Machine learning (ML) in surgical video analysis offers promising prospects for training and decision support in surgery. The past decade has seen key advances in ML-based operative workflow analysis, though existing applications mostly feature shorter surgeries (<2 hours) with limited scene changes. The aim of this study was to develop and evaluate a ML model capable of automated operative workflow recognition for retrosigmoid vestibular schwannoma (VS) resection. In doing so, this project furthers previous research by applying workflow prediction platforms to lengthy (median >5 hours duration), data-heavy surgeries, using VS resection as an exemplar.

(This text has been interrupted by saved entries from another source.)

PR #294, opened 2026-07-14
fix(memory): re-embed turns stranded behind the index cursor

### LINKED ISSUE #293: Turn indexer: an embed failure permanently strands a turn as FTS-only (no retry path)
## Summary

If the embedder fails on a turn, `turnIndexer` logs it, indexes the turn **FTS-only**, and still advances the index cursor past it. Nothing ever revisits that turn, so it stays lexical-only **forever**. It's a silent, one-way degradation of recall quality with no recovery path — not even a manual one.

## Mechanism

`src/orchestrator/turnIndexer.ts:135-142`:

```ts
const vec = embedder ? await embedTurn(embedder, turn, text) : undefined;
if (vec) embedded++;
else if (embedder) embeddingFailures++;
ix.upsertTurn(turn, vec, vec ? textSha : undefined);  // vec undefined -> no embedding row
indexed++;
afterId = turn.id;                                     // cursor advances anyway
```

`embedTurn` (line 283) swallows the failure and returns `undefined` — correct for the hot-path invariant ("never throw back into runTurn"), but the turn is then counted as `indexed`, `afterId` moves past it, and `updateTurnIndexState` persists the new `lastTurnId`.

`MemoryIndex.upsertTurn` (`src/lib/memoryIndex.ts:456`) writes the `turn_docs` (FTS) row unconditionally but only writes `turn_embeddings` when `vec && textSha`. So the turn exists in the lexical half and is simply absent from the vector half.

## Why there is no recovery

Every path into the indexer selects work with `turnsAfterId(persona, conversation, lastTurnId, …)` — i.e. **only the unindexed tail**. A turn that failed to embed is *behind* the cursor:

- the 20-user-turn batch trigger — won't revisit it
- the `flushAfterHours` age trigger — won't revisit it
- the 30-min heartbeat sweep (`flushDueConversationTurns`) — won't revisit it
- `phantombot memory index --turns` (`force: true`) — **won't revisit it either**; `force` only flushes the tail unconditionally, it does not rescan indexed turns

So the operator backfill escape hatch does not actually repair this. There is currently *no* way to re-embed a stranded turn short of deleting `turn_index_state` for the conversation and re-indexing from scratch.

## Impact

Low-severity but real. The FTS half still retrieves the turn, so it degrades gracefully day to day and is easy to miss. But embed failures are exactly the kind of thing that arrives in bursts (provider 429s, transient network, quota), and every turn in a burst window is permanently demoted to lexical-only. Recall quality erodes monotonically and invisibly.

## Notable

`MemoryIndex.turnEmbeddingSha(path)` (`src/lib/memoryIndex.ts:485`) is **defined and never called anywhere in the codebase**. It is precisely the primitive a re-embed pass would need — the hook was anticipated and never wired up.

## Suggested fix

Decouple "is indexed" from "is embedded". Options, roughly in order of preference:

1. **Repair pass in the heartbeat sweep.** Query `turn_docs LEFT JOIN turn_embeddings ... WHERE turn_embeddings.path IS NULL` (bounded, e.g. N per sweep) and re-embed those turns. Self-healing, no schema change, uses the dead `turnEmbeddingSha`/path primitives already present. Naturally rate-limits itself against a provider that's still failing.
2. **Don't advance the cursor past an embed failure** — simple, but stalls the whole conversation's indexing behind one poison turn, and would starve FTS for subsequent turns. Rejected unless paired with a skip counter.
3. **Explicit `embedding_pending` marker** on the turn doc + a drain job. Most correct, most machinery.

(1) is the smallest change that closes the hole. Should also surface a count — `embeddingFailures` is already returned by `indexConversationTurnsIfDue` and aggregated in `FlushDueConversationsResult`, but nothing acts on it or reports a *standing* backlog of unembedded turns.

## Repro

Point the embedder at a failing/rate-limited endpoint, run a conversation past the 20-turn trigger, restore the embedder, then run `phantombot memory index --turns`. The turns from the failure window have `turn_docs` rows but no `turn_embeddings` rows, and no invocation will ever add them.

andrewagrahamhodges:
Closes #293.

## The bug

A turn whose embedding call failed at index time stays **lexical-only forever**, and nothing can fix it — including the manual escape hatch.

`indexConversationTurnsIfDue` advances `lastTurnId` past a turn whether or not its embed succeeded. It *has* to: the alternative is one poisoned turn wedging the cursor and stalling the entire conversation. But the consequence is that a failed turn falls **behind** the cursor — and every path that selects work does so via `turnsAfterId(..., lastTurnId)`:

| Path | Sees a stranded turn? |
|---|---|
| 20-turn batch trigger | ❌ |
| `flushAfterHours` age flush | ❌ |
| 30-min heartbeat sweep | ❌ |
| `memory index --turns --force` | ❌ — force-flushes the *tail*, doesn't rescan |

So there was no recovery path at all. It's silent (the FTS half still returns hits, so recall degrades rather than breaks), it's one-way, and because embed failures arrive in **bursts** — 429s, quota, provider outages — a bad ten minutes permanently demotes every turn in that window. It only ever accumulates.

## The fix

A bounded, **cursor-free** repair pass: scan for FTS rows with no embedding row, re-embed them, done. It runs at the end of the existing per-persona sweep, so the heartbeat *and* `memory index --turns` both self-heal for free.

- **Bounded** — `repairBatchSize` per sweep (default 32, `0` disables).
- **Idempotent** — a repaired turn gains an embedding row and drops out of the scan, costing zero embedding calls thereafter.
- **Backs off** — bails after 3 consecutive failures rather than firing the whole budget at a provider that's evidently down. Next sweep picks up where it left off.
- Re-embeds `turn_docs.content` directly, so the text that gets vectorised is byte-identical to the text that's searchable.

`MemoryIndex.turnEmbeddingSha()` turned out to be defined and called from **nowhere** — the primitive for exactly this repair, anticipated and never wired up.

## Two properties worth reviewing closely

**Quarantined turns are excluded structurally, not by a filter.** The indexer never writes a `turn_docs` row for an `embeddable=0` turn, and the scan is rooted in `turn_docs` — so the repair pass *cannot* become a back door that resurrects a held untrusted payload into the vector index. That's by construction, not by a condition someone could later drop. Pinned by a test regardless.

**With no embedder configured, the pass no-ops.** An embeddings-disabled install has zero vectors by design; the repair must not conclude the entire history is damaged and try to "fix" it.

## Tests

Adds an `embedder` test seam to the indexer. There was previously **no way to inject a fake embedder** (`defaultEmbedder(config)` was called inline) — which is exactly why the embed-failure path shipped with no coverage at all.

9 new tests, including the one that pins the trap: `--force` with a *healthy* embedder still cannot recover a stranded turn. That's the invariant that makes the repair pass necessary rather than redundant, and it should fail loudly if someone ever "simplifies" this away.

`bun run typecheck` clean. Full suite: **2240 pass, 2 fail** — both failures are pre-existing on `main` (`harnesses-pi.test.ts` asserts `--api-key` is absent, but a real `PHANTOMBOT_PI_API_KEY` in the environment gets threaded through; unrelated to this change).

## Not addressed

A turn that fails *deterministically* (e.g. pathological content) gets retried once per sweep forever, burning one call a tick. Self-limiting and visible in the logs, but if it shows up in practice it wants a failure counter.

### DIFF
--- a/src/cli/heartbeat.ts
+++ b/src/cli/heartbeat.ts
@@ -95,7 +95,7 @@ export async function runHeartbeatCli(
           memory: store,
           settings: turnIndexing,
         });
-        if (flush.triggered > 0) {
+        if (flush.triggered > 0 || flush.repaired > 0) {
           log.info("heartbeat: flushed conversation turn tails", { ...flush });
         }
       } finally {
--- a/src/cli/memory.ts
+++ b/src/cli/memory.ts
@@ -280,6 +280,13 @@ export async function runMemoryIndex(
           (r.embeddingFailures > 0
             ? `, ${r.embeddingFailures} embed failure(s)`
             : "") +
+          // The repair pass is the only thing that can reach turns stranded
+          // behind the cursor by an earlier embed failure, so say so out loud
+          // when it does — otherwise a silent self-heal looks like a no-op run.
+          (r.repaired > 0 ? `, ${r.repaired} re-embedded (repair)` : "") +
+          (r.repairFailures > 0
+            ? `, ${r.repairFailures} repair failure(s)`
+            : "") +
           `\n`,
       );
     } finally {
--- a/src/config.ts
+++ b/src/config.ts
@@ -136,6 +136,19 @@ export interface TurnIndexingSettings {
    * to 0 to disable the time-based flush (count trigger only).
    */
   flushAfterHours: number;
+  /**
+   * Self-healing budget for turns that reached the FTS index but whose
+   * embedding call failed (a 429, a network blip, a provider outage). Those
+   * turns sit *behind* the `lastTurnId` cursor, so no cursor-driven path —
+   * the batch trigger, the age flush, the sweep, not even
+   * `memory index --turns --force` — will ever look at them again. They stay
+   * lexical-only forever, silently, and embed failures arrive in bursts, so a
+   * bad ten minutes permanently demotes every turn in that window.
+   *
+   * Each sweep re-embeds up to this many such turns, found by a cursor-free
+   * scan for FTS rows with no embedding row. Set to 0 to disable the repair.
+   */
+  repairBatchSize: number;
 }
 
 export const DEFAULT_TURN_INDEXING: TurnIndexingSettings = {
@@ -143,6 +156,7 @@ export const DEFAULT_TURN_INDEXING: TurnIndexingSettings = {
   interval: 20,
   batchSize: 200,
   flushAfterHours: 2,
+  repairBatchSize: 32,
 };
 
 /**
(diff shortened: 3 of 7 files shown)


kaieriksen (approved):
Reviewed at b16ebfff97bd9d8e5a1ac9d104411df08f29c09f. Repair pass is correctly persona-scoped, bounded, idempotent, and excludes quarantined turns. Focused config/indexer tests: 65 passed; typecheck passed; CI is green. Full suite: 2240 passed, 2 unrelated Pi credential-environment failures in this shell.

A video dataset of 21 microscopic retrosigmoid VS resections was collected at a single institution over 3 years and underwent workflow annotation according to a previously agreed expert consensus (Approach, Excision, and Closure phases; and Debulking or Dissection steps within the Excision phase). Annotations were used to train a ML model consisting of a convolutional neural network and a recurrent neural network. 5-fold cross-validation was used, and performance metrics (accuracy, precision, recall, F1 score) were assessed for phase and step prediction.
Median operative video time was 5 hours 18 minutes (IQR 3 hours 21 minutes-6 hours 1 minute). The "Tumor Excision" phase accounted for the majority of each case (median 4 hours 23 minutes), whereas "Approach and Exposure" (28 minutes) and "Closure" (17 minutes) comprised shorter phases. The ML model accurately predicted operative phases (accuracy 81%, weighted F1 0.83) and dichotomized steps (accuracy 86%, weighted F1 0.86).
This study demonstrates that our ML model can accurately predict the surgical phases and intraphase steps in retrosigmoid VS resection. This demonstrates the successful application of ML in operative workflow recognition on low-volume, lengthy, data-heavy surgical videos. Despite this, there remains room for improvement in individual step classification. Future applications of ML in low-volume high-complexity operations should prioritize collaborative video sharing to overcome barriers to clinical translation.
外科手术视频分析中的机器学习(ML)为手术培训和决策支持提供了广阔前景。在过去十年中,基于ML的手术工作流程分析取得了重大进展,不过现有应用大多针对手术时间较短(<2小时)且场景变化有限的情况。本研究的目的是开发并评估一种能够自动识别乙状窦后前庭神经鞘瘤(VS)切除术手术工作流程的ML模型。通过将工作流程预测平台应用于冗长(中位时长>5小时)、数据量大的手术,并以VS切除术作为范例,该项目进一步推进了先前的研究。
在3年时间里,于单一机构收集了21例显微镜下乙状窦后VS切除术的视频数据集,并根据先前达成的专家共识进行工作流程注释(入路、切除和闭合阶段;以及切除阶段内的肿瘤减积或解剖步骤)。注释用于训练一个由卷积神经网络和循环神经网络组成的ML模型。采用5折交叉验证,并评估阶段和步骤预测的性能指标(准确率、精确率、召回率、F1分数)。
手术视频中位时长为5小时18分钟(四分位间距3小时21分钟 - 6小时1分钟)。“肿瘤切除”阶段占每个病例的大部分时间(中位时长4小时23分钟),而“入路与暴露”(28分钟)和“闭合”(17分钟)阶段较短。ML模型准确预测了手术阶段(准确率81%,加权F1 0.83)和二分步骤(准确率86%,加权F1 0.86)。
本研究表明,我们的ML模型能够准确预测乙状窦后VS切除术中的手术阶段和阶段内步骤。这证明了ML在小样本、冗长、数据量大的手术视频的手术工作流程识别中的成功应用。尽管如此,单个步骤分类仍有改进空间。ML在小样本高复杂性手术中的未来应用应优先考虑协作视频共享,以克服临床转化的障碍。